### WORK TO COMPLETE
In how many lines of the material below does the string "scalars" appear? Answer with a single number.
* * * *
PR #6678, opened 2024-09-25
Add `remesh_singleton_dims` option to `points_to_cells` to remesh 2D inputs as 3D outputs

user27182:
### Overview

Add option from https://github.com/pyvista/pyvista/pull/6676#issuecomment-2372544523

EDIT: I created a new branch instead of branching from #6676 so that we can preview the docs (preview is only available for branches from the `pyvista` repo)

### DIFF
--- a/pyvista/core/filters/image_data.py
+++ b/pyvista/core/filters/image_data.py
@@ -978,7 +978,9 @@ class ImageDataFilters(DataSetFilters):
         _vtk.vtkLogger.SetStderrVerbosity(verbosity)
         return cast(pyvista.PolyData, wrap(alg.GetOutput()))
 
-    def points_to_cells(self, scalars: str | None = None, *, copy: bool = True):
+    def points_to_cells(
+        self, scalars: str | None = None, *, remesh_singleton_dims: bool = False, copy: bool = True
+    ):
         """Re-mesh image data from a point-based to a cell-based representation.
 
         This filter changes how image data is represented. Data represented as points
@@ -1021,6 +1023,12 @@ class ImageDataFilters(DataSetFilters):
             this parameter to restrict the output to only include the specified array.
             By default, all point data arrays at the input are passed through as cell
             data at the output.
+
+        remesh_singleton_dims : bool, default: False
+            Control if singleton dimensions are re-meshed. By default, singleton
+            dimensions are not re-meshed, which means that 1D or 2D inputs will remain
+            1D or 2D at the output. Set this to ``True`` to allow singleton dimensions
+            to increase.
 
         copy : bool, default: True
             Copy the input point data before associating it with the output cell data.
@@ -1080,7 +1088,36 @@ class ImageDataFilters(DataSetFilters):
         - The output has one less array (the input cell data is ignored)
         - The dimensions have increased by one
         - The bounds have increased by half the spacing
-        - The output N Cells equals the input N Points
+        - The output ``N Cells`` equals the input ``N Points``
+
+        Since the input points are 3D (i.e. there are no singleton dimensions), the
+        output cells are 3D :attr:`~pyvista.CellType.VOXEL` cells.
+
+        >>> cells_image.get_cell(0).type
+        <CellType.VOXEL: 11>
+
+        If the input points are 2D (i.e. one dimension is singleton), the
+        output cells are 2D :attr:`~pyvista.CellType.PIXEL` cells.
+
+        >>> image2D = examples.load_logo()
+        >>> image2D.dimensions
+        (1920, 718, 1)
+
+        >>> pixel_cells_image = image2D.points_to_cells()
+        >>> pixel_cells_image.dimensions
+        (1921, 719, 1)
+        >>> pixel_cells_image.get_cell(0).type
+        <CellType.PIXEL: 8>
+
+        Use ``remesh_singleton_dims`` to remesh 2D points as 3D cells.
+
+        >>> voxel_cells_image = image2D.points_to_cells(
+        ...     remesh_singleton_dims=True
+        ... )
+        >>> voxel_cells_image.dimensions
+        (1921, 719, 2)
+        >>> voxel_cells_image.get_cell(0).type
+        <CellType.VOXEL: 11>
 
         See :ref:`image_representations_example` for more examples using this filter.
 
@@ -1091,7 +1128,12 @@ class ImageDataFilters(DataSetFilters):
                 raise ValueError(
                     f"Scalars '{scalars}' must be associated with point data. Got {field.name.lower()} data instead.",
                 )
-        return self._remesh_points_cells(points_to_cells=True, scalars=scalars, copy=copy)
+        return self._remesh_points_cells(
+            points_to_cells=True,
+            scalars=scalars,
+            remesh_singleton_dims=remesh_singleton_dims,
+            copy=copy,
+        )
 
     def cells_to_points(self, scalars: str | None = None, *, copy: bool = True):
         """Re-mesh image data from a cell-based to a point-based representation.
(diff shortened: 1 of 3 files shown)


user27182:
@GuillaumeBroggi I tried adding you as co-author in the commit message but it didn't get recognized. Feel free to make any suggestion to get co-author credit.
Also, it seems I can't request your review officially, but please take a look if you have time.

MatthewFlamm:
I like this version better, but how does the spacing work?  

Is there already a 3rd spacing value specified and it uses that value?  If so, then maybe documenting this behavior would be appropriate.

user27182:
Good question. Spacing is passed through unmodified by the filter, regardless of 2D or 3D inputs. Spacing basically has no effect when one of the dimensions is one and can be any value. I can update the docs to make this clear

user27182:
> @GuillaumeBroggi I tried adding you as co-author in the commit message but it didn't get recognized. Feel free to make any suggestion to get co-author credit. Also, it seems I can't request your review officially, but please take a look if you have time.

I was able to revert the initial commit and fix the co-author attribution with https://github.com/pyvista/pyvista/pull/6678/commits/823f6afa1550cd5c3f6f152f57abb9406c4c849c

user27182:
> I like this version better, but how does the spacing work?
> 
> Is there already a 3rd spacing value specified and it uses that value? If so, then maybe documenting this behavior would be appropriate.

Docs have been updated in https://github.com/pyvista/pyvista/pull/6678/commits/16ce8c6513eacb43736b761badbb04beeff7836e, hopefully this makes it clear.

GuillaumeBroggi:
Thanks @user27182!

One use case is not covered (correct me if I am wrong). Let's assume we have a 1D mesh: we can only re-mesh to 1D or 3D, not 2D, right?

Could it make sense to enable explicitly and per dimension increase and decrease in that light?
For instance, `modify_dims = (True, True, False)` to get a 2D mesh from a 1D mesh.

user27182:
I believe you are correct, this is a limitation of the current implementation. I like your proposal, it's more flexible instead of having a simple Boolean flag.
By default it could be `modify_dims=None` and keep the current behaviour of `remesh_singleton_dims=False`, but otherwise use `modify_dims` to effectively set the internal `dims_mask` variable directly

GuillaumeBroggi:
To be more specific, what about `'non_singleton'` instead of `None?

If not for backward compatibility, would you maintain this default behavior?

user27182:
> To be more specific, what about `'non_singleton'` instead of `None?

This is fine, so `None` would not be accepted as an input then?

> If not for backward compatibility, would you maintain this default behavior?

I am fine with changing the default to operate on all dimensions. We can probably address backwards compatibility with deprecations. But my main concern is having consistent behaviour across filters where possible. E.g. `pad_image` does not pad singleton dimensions by default, so changing the default for `points_to_cells` would make these two filters behave differently for these cases. 

I'm not sure if any other filters handle this specifically though. In general I'd probably guess that most filters don't consider this, though I'd like to see better support for 2D images in the library (e.g. it would be nice to have something like `plot_texture` but for 2D images). In that regard the current behaviour is more 2D-image friendly. Even if working with 3D volumes, the current behaviour is such that filtering all 2D slices of a volume separately is equivalent to filtering the entire volume as a whole, which I think is nice.

My background is in image processing though, so I have a bias where I use ImageData with actual images and not as a more general purpose data structure, so am otherwise unfamiliar with other use cases.

tkoyama010:
I'm currently unwell and unable to review GitHub (It should recover in about a week). If someone else comments LGTM on this pull request, I will consider that as approval. Thank you.

GuillaumeBroggi:
> I am fine with changing the default to operate on all dimensions. We can probably address backwards compatibility with deprecations. But my main concern is having consistent behaviour across filters where possible. E.g. `pad_image` does not pad singleton dimensions by default, so changing the default for `points_to_cells` would make these two filters behave differently for these cases.
> 
> I'm not sure if any other filters handle this specifically though. In general I'd probably guess that most filters don't consider this, though I'd like to see better support for 2D images in the library (e.g. it would be nice to have something like `plot_texture` but for 2D images). In that regard the current behaviour is more 2D-image friendly. Even if working with 3D volumes, the current behaviour is such that filtering all 2D slices of a volume separately is equivalent to filtering the entire volume as a whole, which I think is nice.

In that case, we could have a helping function with a signature similar to:
```python
_get_dims_mask(dims: NDArray[int], resize_dims: bool| VectorLike[bool] | Literal['1D', '2D', '3D'], dims_operator)
```
that we could use in any filter (only `points_to_cells`, `cells_to_points`, and `pad_image`) to consistently indicate which dimensions can be increased or decreased. The litterals  would be helpers to automatically obtained the desired output dimensions based on the input:
- `'1D'` -> output dims are `[N, 1, 1]` or `[1, N, 1]` or `[1, 1, N]`
- `'2D'` -> output dims are `[N, N, 1]` or `[1, N, N]` or `[1, N, N]`
- `'3D'` -> output dims are `[N, N, N]`

I am drafting code to implement this idea, let me know if you like it.

user27182:
> I am drafting code to implement this idea (see #6679), let me know if you like it.

Sounds great! Thanks for working on this

pyvista/core/filters/image_data.py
* * * *
### RESULT FOR THIS TASK
6